# new semi v mod



## snowboardinmn (Apr 9, 2008)

hi finally the Minnesota weather has let me start working on my jon
today all i could do was strip and start painting my trailer. I am planning on often updating this post as i will be doing alot of work. i would love to see your feedback.


----------



## Jim (Apr 9, 2008)

Welcome to the forum and thanks for joining. It's been a long crappy winter for sure. Boat and trailer appear to be in good shape. Looks like surface rust on the trailer? That will look brand new when you paint it up.


----------



## caddyjosh (Apr 10, 2008)

welcome to the forum nice project you got there it is addicting I am almost done and now I am on the hunt for another tin boat. How do you guys do it with out ending up with 20 tin boat all done up in your back yards.


----------



## Captain Ahab (Apr 10, 2008)

Welcome aboard - looks like a nice project you got started.

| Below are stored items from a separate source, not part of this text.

PR #4166, opened 2020-06-08
Fix bug in `BaseRestartWorkChain.inspect_process`

### LINKED ISSUE #4165: `BaseRestartWorkChain.inspect_process` erroneously references `report` instead of `last_report` for final exit code
Originally reported by @lorisercole in #4153 
https://github.com/aiidateam/aiida-core/blob/a67a625f930b4649b09ba63a75d1c184fa5b9e94/aiida/engine/processes/workchains/restart.py#L258

This should fail if `last_report` is set and the last handler returns `None`. In this case it should trigger an `AttributeError` as `None` does not have `exit_code`. This can happen if at least one handler return a process report with `do_break=False` and then at least one other handler is called that returns `None`.

sphuber:
Fixes #4165 

If at the end of the method, `last_report` is defined, meaning at least
one handler returned a report, it should return the corresponding exit
code, except it was erroneously accessing that of the `report` variable,
which could very well be `None` if the last called handler returned
nothing.

### DIFF
--- a/tests/engine/processes/workchains/test_restart.py
+++ b/tests/engine/processes/workchains/test_restart.py
@@ -8,7 +8,7 @@
 # For further information please visit http://www.aiida.net               #
 ###########################################################################
 """Tests for `aiida.engine.processes.workchains.restart` module."""
-# pylint: disable=invalid-name
+# pylint: disable=invalid-name,inconsistent-return-statements,no-self-use,no-member
 import pytest
 
 from aiida.engine import CalcJob, BaseRestartWorkChain, process_handler, ProcessState, ProcessHandlerReport, ExitCode
@@ -19,12 +19,16 @@ class SomeWorkChain(BaseRestartWorkChain):
 
     _process_class = CalcJob
 
-    @process_handler()
-    def handler_a(self, node):  # pylint: disable=inconsistent-return-statements,no-self-use
+    @process_handler(priority=200)
+    def handler_a(self, node):
         if node.exit_status == 400:
-            return ProcessHandlerReport()
+            return ProcessHandlerReport(do_break=False, exit_code=ExitCode(418, 'IMATEAPOT'))
 
-    def not_a_handler(self, node):
+    @process_handler(priority=100)
+    def handler_b(self, _):
+        return
+
+    def not_a_handler(self, _):
         pass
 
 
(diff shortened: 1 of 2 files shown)


tests/engine/processes/workchains/test_restart.py
```diff
@@ -101,6 +105,10 @@ def test_unhandled_reset_after_handled(generate_work_chain, generate_calculation
...
     process.ctx.children.append(generate_calculation_node(exit_status=400))
     result = process.inspect_process()
+
+    # Even though `handler_a` was followed by `handler_b`, we should retrieve the exit_code from `handler_a` because
+    # `handler_b` returned `None` which should not overwrite the last report.
     assert isinstance(result, ExitCode)
-    assert result.status == 0
+    assert result.status == 418
+    assert result.message == 'IMATEAPOT'
     assert process.ctx.unhandled_failure is False
```
ramirezfranciscof, line 114: If we are testing the reset, and although it might be redundant because you already check that a calculation with an exit status != 0 sets off the `process.ctx.unhandled_failure`, shouldn't it be better to check that the status actually change and was set back? (so perhaps `assert process.ctx.unhandled_failure is True` just before calling `result = process.inspect_process()`)

ramirezfranciscof, line 114: If we are testing the reset, and although it might be redundant because you already check that a calculation with an exit status != 0 sets off the `process.ctx.unhandled_failure`, shouldn't it be anyways better to check that the status actually change and was set back? (so perhaps `assert process.ctx.unhandled_failure is True` just before calling `result = process.inspect_process()`)

sphuber: I may misunderstand your point, but the `unhandled_failure` is only changed by the workchain in the `inspect_process` call. So adding the `assert process.ctx.unhandled_failure is True` check before the call will fail.

ramirezfranciscof: No, I think you understood correctly. But then maybe the docstring of the test should say "Test `ctx.unhandled_failure` is set to `False` in `inspect_process` when a failed process is handled." or something like this? I mean, this is probably a nitpick, but using "reset" makes me think that at some point the `ctx.unhandled_failure` is set to `True`, which is not the case from what I am seeing in the code right?

sphuber: Ah I see now, you are right. There is a mistake. The idea of the test is that there is first a failed calculation, which sets `unhandled_failure=True` followed by another failed calculation, but that one returns a report, so it is not considered unhandled and so should reset the flag. The first calculation shouldn't be `0` then but some non-zero code. Will push a fix.

ramirezfranciscof: Ah, ok, that makes more sense, haaha. This was why I was asking why you needed this previous calculation in the other PR. Good catch (Y)

sphuber: > Good catch (Y)

Right back at ya. Thanks for the review :+1:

Here is to warmer weather 8) 8)


----------



## snowboardinmn (Apr 10, 2008)

thanks ill post some pictures or the trailer. I got only about half painted yestersay. Then it got dark  


The plans are adding decking. swivel seats. some storage and more.

thanks for all the fast feedback


----------



## Nickk (Apr 10, 2008)

you snowboard in Minnesota?

Do you skate too?


----------



## snowboardinmn (Apr 12, 2008)

still snowing here so i could not get any work done since the last post


----------



## Captain Ahab (Apr 12, 2008)

snowboardinmn said:


> still snowing here so i could not get any work done since the last post



It is 80* here in Pennsylvania, what part of Siberia are you in?


----------



## Waterwings (Apr 12, 2008)

Looks like a great project boat and trailer! 8)


----------



## snowboardinmn (Apr 12, 2008)

around the twin cities it should be nice next week so i should be able to get some work done


----------



## bassboy1 (Apr 12, 2008)

caddyjosh said:


> welcome to the forum nice project you got there it is addicting I am almost done and now I am on the hunt for another tin boat. How do you guys do it with out ending up with 20 tin boat all done up in your back yards.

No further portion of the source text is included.